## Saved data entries
● ● ● ● ● ● ●

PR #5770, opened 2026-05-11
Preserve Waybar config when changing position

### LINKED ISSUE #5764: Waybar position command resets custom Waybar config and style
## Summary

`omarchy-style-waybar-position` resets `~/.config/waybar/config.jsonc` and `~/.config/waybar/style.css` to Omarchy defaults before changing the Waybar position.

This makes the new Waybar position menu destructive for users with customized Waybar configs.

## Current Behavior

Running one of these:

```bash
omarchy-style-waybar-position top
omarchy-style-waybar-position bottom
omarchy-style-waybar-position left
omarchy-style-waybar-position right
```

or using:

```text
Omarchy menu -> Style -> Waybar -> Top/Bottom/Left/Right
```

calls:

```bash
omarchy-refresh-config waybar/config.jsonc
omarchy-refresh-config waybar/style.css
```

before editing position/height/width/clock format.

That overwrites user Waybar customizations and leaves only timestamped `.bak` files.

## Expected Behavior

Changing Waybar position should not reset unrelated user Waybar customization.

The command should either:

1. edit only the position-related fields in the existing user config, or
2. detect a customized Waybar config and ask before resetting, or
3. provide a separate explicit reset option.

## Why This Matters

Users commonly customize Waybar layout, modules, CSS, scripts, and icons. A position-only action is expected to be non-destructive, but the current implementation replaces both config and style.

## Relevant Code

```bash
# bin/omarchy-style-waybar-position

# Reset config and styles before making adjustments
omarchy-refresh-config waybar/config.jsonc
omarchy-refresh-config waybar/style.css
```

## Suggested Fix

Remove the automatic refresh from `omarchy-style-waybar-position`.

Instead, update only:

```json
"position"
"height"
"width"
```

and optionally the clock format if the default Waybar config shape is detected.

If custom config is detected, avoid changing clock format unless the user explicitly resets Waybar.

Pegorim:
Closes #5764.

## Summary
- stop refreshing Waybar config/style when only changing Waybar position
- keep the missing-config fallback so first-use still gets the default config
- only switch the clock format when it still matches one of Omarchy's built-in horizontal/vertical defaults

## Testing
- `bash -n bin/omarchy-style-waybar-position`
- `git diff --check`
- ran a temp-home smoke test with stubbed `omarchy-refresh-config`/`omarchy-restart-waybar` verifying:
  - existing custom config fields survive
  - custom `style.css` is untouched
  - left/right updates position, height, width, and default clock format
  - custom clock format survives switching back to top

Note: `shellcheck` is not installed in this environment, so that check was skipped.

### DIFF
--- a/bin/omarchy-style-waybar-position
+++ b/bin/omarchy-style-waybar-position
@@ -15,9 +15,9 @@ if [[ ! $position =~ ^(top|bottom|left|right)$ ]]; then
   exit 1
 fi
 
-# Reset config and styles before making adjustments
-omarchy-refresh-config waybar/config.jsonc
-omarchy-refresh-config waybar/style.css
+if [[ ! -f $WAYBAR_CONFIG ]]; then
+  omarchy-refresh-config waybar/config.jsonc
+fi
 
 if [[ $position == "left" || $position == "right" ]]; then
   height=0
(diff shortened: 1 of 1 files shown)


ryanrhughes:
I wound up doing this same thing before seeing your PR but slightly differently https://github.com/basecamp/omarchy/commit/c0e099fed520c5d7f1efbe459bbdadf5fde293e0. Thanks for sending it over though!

● ● ● ● ● ● ●

## Problem statement
Your answer should consist only of the lines above between the line holding "Closes #5764." and the line holding "-omarchy-refresh-config waybar/config.jsonc", inclusive, each transcribed exactly.

## Answer for the task
Closes #5764.

## Summary
- stop refreshing Waybar config/style when only changing Waybar position
- keep the missing-config fallback so first-use still gets the default config
- only switch the clock format when it still matches one of Omarchy's built-in horizontal/vertical defaults

## Testing
- `bash -n bin/omarchy-style-waybar-position`
- `git diff --check`
- ran a temp-home smoke test with stubbed `omarchy-refresh-config`/`omarchy-restart-waybar` verifying:
  - existing custom config fields survive
  - custom `style.css` is untouched
  - left/right updates position, height, width, and default clock format
  - custom clock format survives switching back to top

Note: `shellcheck` is not installed in this environment, so that check was skipped.

### DIFF
--- a/bin/omarchy-style-waybar-position
+++ b/bin/omarchy-style-waybar-position
@@ -15,9 +15,9 @@ if [[ ! $position =~ ^(top|bottom|left|right)$ ]]; then
   exit 1
 fi
 
-# Reset config and styles before making adjustments
-omarchy-refresh-config waybar/config.jsonc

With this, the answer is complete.